> Action item
If a line in the data holds the string "root", list it.

-------

PR #234, opened 2016-10-03
split clockset.sh into oref0-set-device-clocks.sh and oref0-set-system-clock.sh

scottleibrand:


Bender1061:
does not work 

`edison@Bender1061:~/johnopenaps1$ ~/src/oref0/bin/oref0-set-system-clock.sh     Waiting for ntpd to synchronize... No!
ntpd did not synchronize.
Restarting ntp (via systemctl): ntp.service.
Waiting for ntpd to synchronize... No!
ntpd did not synchronize.
Fri Dec 31 19:25:05 EST 1999
edison@Bender1061:~/johnopenaps1$`

Bender1061:
I think the issue has to do with the sort, I tried last night from using the tail -1, to a head -1 and it worked correctly. I believe it's because it's seeing the two number of seconds (since beginning of time) as a string with the first number being the one that it will sort with. 
in C I would do a StrtoNum and then just pick the greater of the two numbers and use that. but I know you are more familiar with the bash scripting.

scottleibrand:
Interesting. What were the two epoch time strings, and how did it sort them lexically?

The bash equivalent of that numeric sort would be `sort -g` - might be worth a try.

Bender1061:
edison@Bender1061:~/johnopenaps3$ (date +%s; date -d `( cat $CLOCK; echo ) | sed 's/"//g'` +%s) | sort
1475550880
946684887
edison@Bender1061:~/johnopenaps3$

Bender1061:
edison@Bender1061:~/johnopenaps3$ (date +%s; date -d `( cat $CLOCK; echo ) | sed 's/"//g'` +%s) | sort -g
946685364
1475550880
edison@Bender1061:~/johnopenaps3$ (date +%s; date -d `( cat $CLOCK; echo ) | sed 's/"//g'` +%s) | sort
1475550880
946685372
edison@Bender1061:~/johnopenaps3$


Yeah it looks like the sort -g works

scottleibrand:
Ah, so y2k is just under 1 billion.  Thanks: I'll update the sort to use -g.

Bender1061:
so the command oref0-set-system-clock works perfectly now, but if the command is never called automatically when the enact alias is called.

scottleibrand:
I made a fix for that in the oref0-setup branch.  Just cherry-picked it over: https://github.com/openaps/oref0/pull/234/commits/5fa9d937bf729eb740ae9500377c58a94c56975b - you'll need to re-run oref0-setup to update your loop accordingly.

scottleibrand:
So this is good to merge now, right?

PR #235, opened 2016-10-03
add openxshareble support (with NS upload)

scottleibrand:
based on https://github.com/openaps/docs/wiki/CGM-Loop-with-openxshareble-scratchpad

still need to figure out if we're going to do wired G4 and G5 NS upload the same way, or something else.

### DIFF
--- a/bin/bt-pan
+++ b/bin/bt-pan
@@ -1,0 +1,222 @@
+#!/usr/bin/env python2
+from __future__ import absolute_import, print_function
+
+import os, sys, time, types, subprocess, signal
+
+import dbus
+
+
+### ~bluezutils.py
+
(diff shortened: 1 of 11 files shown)


scottleibrand:
This also incorporates https://github.com/openaps/oref0/pull/234

scottleibrand:
Probably should figure out how to disable looping based on raw data by default before we merge this.

scottleibrand:
We can fix merge conflicts on this and merge to dev after we've released dev to master and cut a new oref0 version, and then we'll need to disable looping on raw data by default before doing another release.

scottleibrand:
If/once we're happy with https://github.com/openaps/oref0/issues/269, I think this is good to merge to dev.

PR #246, opened 2016-10-14
path problem running script with sudo and calling cat

tghoward:
I don't know why the 'cat' command decides to define $HOME as "root" but I assume it has to do the the fact that I'm calling the script with sudo. (because of the explorer board). Don't feel like you have to bring in this PR, but this small change fixed it for me.  I did not replace $HOME in other places that this also might be a problem but my permutations of the setting caused the script to skip.


scottleibrand:
Hmm, I do everything as root on the Edison when using the Explorer board, as there is (was?) a mraa limitation that required that. Do you not have to do that?

tghoward:
Yep, you are right. Works as root. For some reason I thought it would be the same with sudo calls. Sorry about that.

-------

> Answer for this exercise
I don't know why the 'cat' command decides to define $HOME as "root" but I assume it has to do the the fact that I'm calling the script with sudo. (because of the explorer board). Don't feel like you have to bring in this PR, but this small change fixed it for me.  I did not replace $HOME in other places that this also might be a problem but my permutations of the setting caused the script to skip.
Hmm, I do everything as root on the Edison when using the Explorer board, as there is (was?) a mraa limitation that required that. Do you not have to do that?
Yep, you are right. Works as root. For some reason I thought it would be the same with sudo calls. Sorry about that.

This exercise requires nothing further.